An article about Mark Seymour’s book Thirteen Tonne Theory.

Author: Jeff Jenkins, Howlspace.

Date: March 2008.

Original URL: http://www.whiteroom.com.au/howlspace/howzat/index.htm

 

Article Text

There’s never been an Australian rock book like Mark Seymour’s Thirteen Tonne Theory ($32.95, Penguin).

Have you ever seen the word “praesidium” used in a rock book? “Most stories about life in a rock band are just a succession of cute anecdotes of random sex and profligate drug-taking, leaving out the long periods when nothing actually happened and nobody broke anything,” Mark writes. “The awful truth is that, for long stretches, life in Hunters and Collectors was really boring.”

This is an intellectual look at life in a band. There’s no sex and drugs, and, in some ways, there’s very little rock ‘n’ roll. “We weren’t sexy,” Mark states, “we didn’t behave badly … and none of us had famous girlfriends (except me, for three weeks, and no one ever found out, and you won’t read about it here, either).”

Mark examines band dynamics and human frailty, and it’s fascinating stuff. The book goes to the heart of the matter: “How did the machine run and how did it break down?” Also, if everyone is equal, will everyone be happy?

Mark Seymour explains that the Hunnas were, indeed, “a bunch of communists”, as one of their producers, Don Gehman, called them. Even the sound engineer shared in the songwriting royalties. “It’s a very Australian concept (equality) and also a very cruel one. For a while it was our greatest strength … but in the end it destroyed us.”

The Hunnas were post-Birthday Party St Kilda alternative darlings. Mushroom Records set up their White label especially to accommodate them, and organised their ill-fated English deal with Virgin. The Hunnas relocated to the UK, and it was not a happy time. “I defy anyone who was in London in 1982 to say that it was a fun-loving, optimistic place in which to be broke. There wasn’t the slightest sense of warmth or openness from anybody.”

Over a curry chicken dinner, the band immediately fell out with their London label. Mark says their second album, The Fireman’s Curse, was a “gothic ‘up yours’ to the Virgin empire … the whole exercise was excruciatingly juvenile and a tragic waste of what could easily have been an international breakthrough record. When you wonder why some Aussie groups break through and others don’t, maybe it simply boils down to one thing: the ‘fear factor’, or lack of it.”

Despite the international setback, the Hunnas stayed together, and transformed themselves into a mainstream monolith, the kings of pub rock. But success was slow to come. “It took nine years to convince Australian commercial radio to play the music of Hunters and Collectors,” Mark laments. “Where else but Australia?
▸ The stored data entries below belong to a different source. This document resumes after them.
PR #3408, opened 2022-08-20
Redcannary 20220820

frack113:
Redcannary tests


Neo23x0:
Let me find out some imphashes for the tools using VT Enterprise.

Neo23x0:
Okay, damnit, DirLister.exe and TruffleSnout.exe are .NET executables which always have the f34.. imphash and WebBrowserPassView.exe has ever changing imphashes over all versions.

We eat our own.”

The band continued to try to break overseas, signing to IRS and then Atlantic. They toured with Midnight Oil, did the David Letterman show, Billboard magazine compared them to Duran Duran, and a young Eddie Vedder got their autograph. But they never got the Holy Grail.

The band then decided to focus on the Australian market, with the book’s title coming from a theory devised by bass player John Archer: “The total mass of production required to sustain the touring career of a rock band in the current economy is exactly equivalent to the space contained by the pan of a thirteen-tonne truck.”

Despite writing Holy Grail, the song that became a footy anthem, Mark shows he’s no football expert. He mistakenly calls the AFL’s late-90s pre-season competition “the Winfield Cup” (confusing it with rugby league), when the Hunnas actually played at the Ansett Cup Grand Final.

But it’s the only misfire in a book packed with intriguing anecdotes. Thirteen Tonne Theory – which comes 10 years after the Hunnas called it quits – is a brilliant rock ‘n’ roll memoir, a must-read for anyone interested in band dynamics and the music business. Mark is doing a book launch at Readings in Carlton, “in conversation with Mick Thomas”, on Friday at 6pm.